**Records for the task**

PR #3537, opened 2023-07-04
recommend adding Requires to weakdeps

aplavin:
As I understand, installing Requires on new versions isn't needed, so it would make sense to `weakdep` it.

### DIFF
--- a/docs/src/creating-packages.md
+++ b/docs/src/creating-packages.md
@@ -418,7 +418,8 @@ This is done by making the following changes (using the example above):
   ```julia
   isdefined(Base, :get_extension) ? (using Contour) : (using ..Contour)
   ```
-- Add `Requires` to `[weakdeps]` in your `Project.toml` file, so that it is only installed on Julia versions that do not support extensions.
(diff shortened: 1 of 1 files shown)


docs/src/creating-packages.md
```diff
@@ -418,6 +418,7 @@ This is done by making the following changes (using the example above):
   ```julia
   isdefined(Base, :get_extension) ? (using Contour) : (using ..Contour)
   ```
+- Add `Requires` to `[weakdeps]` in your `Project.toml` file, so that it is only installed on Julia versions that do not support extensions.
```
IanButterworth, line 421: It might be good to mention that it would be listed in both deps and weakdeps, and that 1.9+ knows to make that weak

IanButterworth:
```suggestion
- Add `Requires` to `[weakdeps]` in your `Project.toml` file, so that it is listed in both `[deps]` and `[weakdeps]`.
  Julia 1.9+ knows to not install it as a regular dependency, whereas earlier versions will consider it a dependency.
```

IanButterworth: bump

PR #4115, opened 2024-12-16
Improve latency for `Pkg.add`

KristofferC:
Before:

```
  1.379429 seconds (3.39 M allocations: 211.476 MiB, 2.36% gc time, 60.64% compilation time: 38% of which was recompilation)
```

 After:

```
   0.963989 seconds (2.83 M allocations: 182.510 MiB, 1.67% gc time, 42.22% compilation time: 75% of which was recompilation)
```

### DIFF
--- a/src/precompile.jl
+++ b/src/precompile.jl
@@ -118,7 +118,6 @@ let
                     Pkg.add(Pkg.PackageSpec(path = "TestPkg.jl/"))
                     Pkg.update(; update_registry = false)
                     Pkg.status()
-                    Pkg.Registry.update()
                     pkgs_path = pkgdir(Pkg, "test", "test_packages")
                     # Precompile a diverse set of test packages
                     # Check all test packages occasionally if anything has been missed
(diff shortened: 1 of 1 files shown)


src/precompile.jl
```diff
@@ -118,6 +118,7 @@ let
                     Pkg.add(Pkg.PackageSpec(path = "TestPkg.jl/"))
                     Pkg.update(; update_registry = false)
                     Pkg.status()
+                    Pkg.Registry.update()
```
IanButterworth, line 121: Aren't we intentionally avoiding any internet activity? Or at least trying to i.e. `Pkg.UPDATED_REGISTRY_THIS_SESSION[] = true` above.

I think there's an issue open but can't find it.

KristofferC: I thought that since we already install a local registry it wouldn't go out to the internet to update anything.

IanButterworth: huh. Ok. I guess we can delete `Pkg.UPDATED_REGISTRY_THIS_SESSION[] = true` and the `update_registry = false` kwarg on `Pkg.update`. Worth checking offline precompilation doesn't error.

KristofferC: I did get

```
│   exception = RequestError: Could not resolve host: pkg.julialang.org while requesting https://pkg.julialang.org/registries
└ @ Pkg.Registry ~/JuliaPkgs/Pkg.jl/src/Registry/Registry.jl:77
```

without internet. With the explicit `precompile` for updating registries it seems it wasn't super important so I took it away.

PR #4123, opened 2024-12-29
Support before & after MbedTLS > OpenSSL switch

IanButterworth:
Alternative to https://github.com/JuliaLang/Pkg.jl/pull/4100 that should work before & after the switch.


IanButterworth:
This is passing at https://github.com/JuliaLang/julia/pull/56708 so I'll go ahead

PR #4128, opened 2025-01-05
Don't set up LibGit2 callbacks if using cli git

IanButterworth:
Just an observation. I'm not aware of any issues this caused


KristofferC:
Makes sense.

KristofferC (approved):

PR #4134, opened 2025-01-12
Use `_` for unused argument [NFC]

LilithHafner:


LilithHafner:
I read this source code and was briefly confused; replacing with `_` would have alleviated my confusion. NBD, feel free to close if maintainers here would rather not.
---
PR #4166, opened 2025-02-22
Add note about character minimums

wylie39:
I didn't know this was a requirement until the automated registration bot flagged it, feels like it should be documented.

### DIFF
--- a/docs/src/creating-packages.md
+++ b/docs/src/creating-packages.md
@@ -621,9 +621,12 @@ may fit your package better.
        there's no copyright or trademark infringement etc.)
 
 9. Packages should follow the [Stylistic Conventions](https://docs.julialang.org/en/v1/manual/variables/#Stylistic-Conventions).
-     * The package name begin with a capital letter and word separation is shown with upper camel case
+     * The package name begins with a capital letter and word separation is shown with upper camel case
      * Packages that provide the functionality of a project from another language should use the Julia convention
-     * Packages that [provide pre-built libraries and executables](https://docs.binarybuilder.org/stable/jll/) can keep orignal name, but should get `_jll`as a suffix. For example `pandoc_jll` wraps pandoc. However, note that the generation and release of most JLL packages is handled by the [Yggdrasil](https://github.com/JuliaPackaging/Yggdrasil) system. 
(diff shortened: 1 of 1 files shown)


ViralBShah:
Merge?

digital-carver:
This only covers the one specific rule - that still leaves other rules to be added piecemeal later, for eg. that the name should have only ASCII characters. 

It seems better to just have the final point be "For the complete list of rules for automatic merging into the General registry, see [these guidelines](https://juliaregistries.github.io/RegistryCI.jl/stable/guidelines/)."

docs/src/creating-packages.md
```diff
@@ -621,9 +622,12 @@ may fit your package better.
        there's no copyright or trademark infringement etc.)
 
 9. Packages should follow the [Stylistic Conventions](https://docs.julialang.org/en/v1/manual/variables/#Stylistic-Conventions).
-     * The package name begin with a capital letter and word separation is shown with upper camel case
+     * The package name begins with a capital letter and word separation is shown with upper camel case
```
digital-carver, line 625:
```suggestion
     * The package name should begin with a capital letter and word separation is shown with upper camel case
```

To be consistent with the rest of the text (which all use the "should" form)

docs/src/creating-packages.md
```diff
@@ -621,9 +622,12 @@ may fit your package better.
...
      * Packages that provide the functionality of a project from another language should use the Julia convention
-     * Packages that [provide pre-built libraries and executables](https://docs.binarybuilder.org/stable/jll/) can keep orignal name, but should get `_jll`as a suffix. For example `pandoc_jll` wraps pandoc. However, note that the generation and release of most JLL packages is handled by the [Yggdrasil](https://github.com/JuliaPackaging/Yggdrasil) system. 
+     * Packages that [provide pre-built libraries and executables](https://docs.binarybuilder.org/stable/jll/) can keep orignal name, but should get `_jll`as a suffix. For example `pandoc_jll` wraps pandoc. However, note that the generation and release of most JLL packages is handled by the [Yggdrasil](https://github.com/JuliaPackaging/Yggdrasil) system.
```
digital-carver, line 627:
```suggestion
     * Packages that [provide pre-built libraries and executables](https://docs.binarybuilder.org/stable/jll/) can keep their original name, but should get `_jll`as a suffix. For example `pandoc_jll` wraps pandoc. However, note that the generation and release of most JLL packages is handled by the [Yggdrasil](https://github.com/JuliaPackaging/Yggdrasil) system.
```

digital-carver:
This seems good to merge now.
--
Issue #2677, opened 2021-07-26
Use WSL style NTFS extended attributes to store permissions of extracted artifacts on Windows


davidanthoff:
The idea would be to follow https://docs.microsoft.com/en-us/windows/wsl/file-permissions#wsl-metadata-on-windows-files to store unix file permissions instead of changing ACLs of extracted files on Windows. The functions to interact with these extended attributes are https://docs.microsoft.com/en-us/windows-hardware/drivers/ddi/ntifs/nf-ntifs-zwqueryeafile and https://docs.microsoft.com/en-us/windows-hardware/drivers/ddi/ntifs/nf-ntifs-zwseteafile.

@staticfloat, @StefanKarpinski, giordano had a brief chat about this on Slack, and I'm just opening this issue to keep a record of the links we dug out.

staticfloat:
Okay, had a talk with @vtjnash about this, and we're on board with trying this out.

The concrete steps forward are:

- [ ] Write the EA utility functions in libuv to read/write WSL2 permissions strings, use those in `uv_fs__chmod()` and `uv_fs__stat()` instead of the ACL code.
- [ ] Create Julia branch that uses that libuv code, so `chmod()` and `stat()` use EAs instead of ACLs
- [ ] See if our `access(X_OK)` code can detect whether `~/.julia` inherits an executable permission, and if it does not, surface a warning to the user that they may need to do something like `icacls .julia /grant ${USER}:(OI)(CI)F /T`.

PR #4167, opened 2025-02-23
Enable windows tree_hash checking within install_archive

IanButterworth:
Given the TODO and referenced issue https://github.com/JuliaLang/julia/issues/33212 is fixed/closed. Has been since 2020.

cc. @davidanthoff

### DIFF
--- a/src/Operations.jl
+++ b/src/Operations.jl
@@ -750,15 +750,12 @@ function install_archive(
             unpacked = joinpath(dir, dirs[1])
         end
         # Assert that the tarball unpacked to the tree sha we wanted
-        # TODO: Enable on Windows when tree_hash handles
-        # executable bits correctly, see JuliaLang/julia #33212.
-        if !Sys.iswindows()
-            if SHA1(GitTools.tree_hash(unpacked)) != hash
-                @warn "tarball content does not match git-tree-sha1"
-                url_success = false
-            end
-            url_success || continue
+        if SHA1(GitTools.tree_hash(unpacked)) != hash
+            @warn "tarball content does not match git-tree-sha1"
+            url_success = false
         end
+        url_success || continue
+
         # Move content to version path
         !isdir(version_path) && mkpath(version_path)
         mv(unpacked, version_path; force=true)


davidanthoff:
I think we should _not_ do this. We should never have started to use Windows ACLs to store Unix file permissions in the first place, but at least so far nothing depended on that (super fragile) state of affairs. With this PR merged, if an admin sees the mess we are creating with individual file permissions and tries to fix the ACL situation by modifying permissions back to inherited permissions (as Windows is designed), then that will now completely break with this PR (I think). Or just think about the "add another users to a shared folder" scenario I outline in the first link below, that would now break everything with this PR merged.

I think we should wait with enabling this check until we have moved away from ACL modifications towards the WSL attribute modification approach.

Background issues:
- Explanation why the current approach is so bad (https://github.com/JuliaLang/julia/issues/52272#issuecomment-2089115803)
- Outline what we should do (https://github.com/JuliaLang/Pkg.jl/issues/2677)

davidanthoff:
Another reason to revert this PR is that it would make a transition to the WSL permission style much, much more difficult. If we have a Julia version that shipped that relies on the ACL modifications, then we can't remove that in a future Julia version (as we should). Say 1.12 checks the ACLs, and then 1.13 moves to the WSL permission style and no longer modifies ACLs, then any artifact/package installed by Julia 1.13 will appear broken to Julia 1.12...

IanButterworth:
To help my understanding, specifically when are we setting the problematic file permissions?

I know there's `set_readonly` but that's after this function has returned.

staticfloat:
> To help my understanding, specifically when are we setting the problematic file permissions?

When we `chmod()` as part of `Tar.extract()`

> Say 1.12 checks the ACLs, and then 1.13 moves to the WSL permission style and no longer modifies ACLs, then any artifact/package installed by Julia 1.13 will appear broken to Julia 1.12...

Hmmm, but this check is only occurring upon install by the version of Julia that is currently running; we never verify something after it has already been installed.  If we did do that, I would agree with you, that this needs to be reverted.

**Your task**
Exactly how many lines in the data above hold "specifically"? State that number only.

**Reply**
2